Призрак снова сделал шаг. Паника ледяной волной поднялась от желудка к горлу. Демьян вскочил на ноги, пошатнувшись. Он схватил со стола первое, что попалось под руку – тяжелую глиняную кружку.

– Не подходи! Убирайся, нечисть! Во имя Отца и Сына!

Он замахнулся и со всей силы швырнул кружку в призрака. Она пролетела прямо сквозь мерцающую фигуру, не встретив никакого сопротивления, и с оглушительным звоном разбилась о стену. Осколки веером разлетелись по полу. Призрак даже не шелохнулся.

– Боже… – прошептал Демьян, отступая к стене, пока не уперся в нее спиной. Бежать было некуда.

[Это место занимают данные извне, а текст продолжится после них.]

PR #211, opened 2022-08-24
Finalizing the new quick-load feature

### LINKED ISSUE #203: Feature Request: Allow the tracker to create a new randomized seed on the fly
Version: 0.6.1

The most common use-case for the Tracker loading the next seed is for the user to independently create a batch of multiple ROMs, in sequential order, and put them all in a single folder. Once they have completed this, they can assign the folder to the Tracker through the settings. This functionality works great and should not be changed.

Many users like making a single randomized game at a time instead of multiple. Thus they don't use the quick-load feature, but also cannot benefit from the quick-load, or rather fast reset feature that the Tracker offers. This feature request is to allow for this (concept came from a streamer)

The largest benefit of this feature addition would mean that, once its all setup properly, the user doesn't ever have to interact with the Randomizer program to make seeds. They can simply press the quick-load buttons to just create a new seed and begin playing.

### Research
Determine if it's possible within LUA to create a randomized ROM using the randomizer. Likely possible through the CLI tool, assuming a settings file has already been created.

### Implementation
For now, I'm mostly interested in how possible this is and less interested in finding spacing within the tracker settings to expose this feature. There is likely a lot of setup required behind the scenes to get this to work, such as putting the required randomizer files in a location that the Tracker can find, and having a `.rnqs` settings file made and ready to go.

UTDZac:
Resolves #203 

This adds the final touches to the quick-load feature for generating a new rom on the fly.

**[NEW]** Includes the addition of an "Attempt counter" which is a simple text file that contains only a number. This can be used by streamers to show the number of attempts and allows formatting.

**[NEW]** Includes preloaded `.rnqs` files so the user can very quickly pick an Ironmon Ruleset to play with, instead of needed to get the settings string from the discord or rules page.

image


UTDZac (commented):
Doing a quick second review of the code. Also had Spaghetti quickly skim it as well.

Сынок мой… – шепот Прохора стал настойчивее, в нем зазвучали умоляющие ноты. Павло… Он тут, на Москалевке… Сапожник он… Павло Кравченко… Угол Рыбной и Кузнечной… маленькая мастерская в подвале…

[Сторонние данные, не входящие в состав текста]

PR #216, opened 2022-08-26
Evolution tracker delay

jtigues:
- New variables added for Evolution tracking
- Note: R/S have a slightly different setup for finding the Evolution task, and a different task state flow, so the other games have a section specific to them
- The Tracker will now no longer update Team Data while an Evolution task is active.
-Note 2: Foreign language Fire Red addresses are calculated according to similar addresses, but not tested directly. The 0x08 addresses have variable offsets relative to Fire Red 1.1, so it is not clear where Task_EvolutionScene actually is. If someone has access to the foreign versions, the memory address can be printed from the task itself during an evolution.

https://user-images.githubusercontent.com/12836386/186827770-11c56ddd-5bd1-4256-a880-fe92c1bbe64e.mp4


ironmon_tracker/Program.lua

Призрак говорил, а перед глазами Демьяна проносились обрывки чужой жизни: мозолистые руки, сжимающие колодку, запах кожи и вара, тусклый свет лампы в сыром подвале. Он не просто слышал, он видел это.

– Замолчи… пожалуйста, замолчи…


Он думает, я все пропил… Думает, я его оставил ни с чем… А я ему копил… медной денежкой… гривенником… на сапоги новые… на жизнь…

Боль. Чужая, отцовская боль хлынула в сознание Демьяна. Боль старика, который всю свою нищую, унизительную жизнь цеплялся за одну-единственную мысль – помочь сыну, который стыдился его.

– Что мне до твоего сына?! – взвыл Демьян, сползая по стене. Он закрыл уши ладонями, но это не помогало. Голос звучал внутри. – Я с ума схожу! Ты – мой бред! Моя болезнь!

Под моей лежанкой… у церкви… Камень шаткий в паперти… Третий от угла… Под ним… Тряпица… а в ней – все, что есть… Все, что было… – шепот становился слабее, будто таял. Фигура Прохора начала истончаться, терять очертания. Скажи ему… Прошу… Кузнец… Не дай сыну проклинать отца… Скажи… что я…

Голос оборвался. Силуэт еще мгновение мерцал в полумраке и растворился, оставив после себя лишь запах сырости и щемящую тоску.

Демьян сидел на полу посреди осколков, дрожа всем телом. Он был один. Снова один. Но тишина была обманчива. Теперь он знал, что она лжет. Она была наполнена словами мертвого старика. Адресом. Именем. Описанием тайника.

Детали. Слишком много проклятых, четких деталей для простого бреда.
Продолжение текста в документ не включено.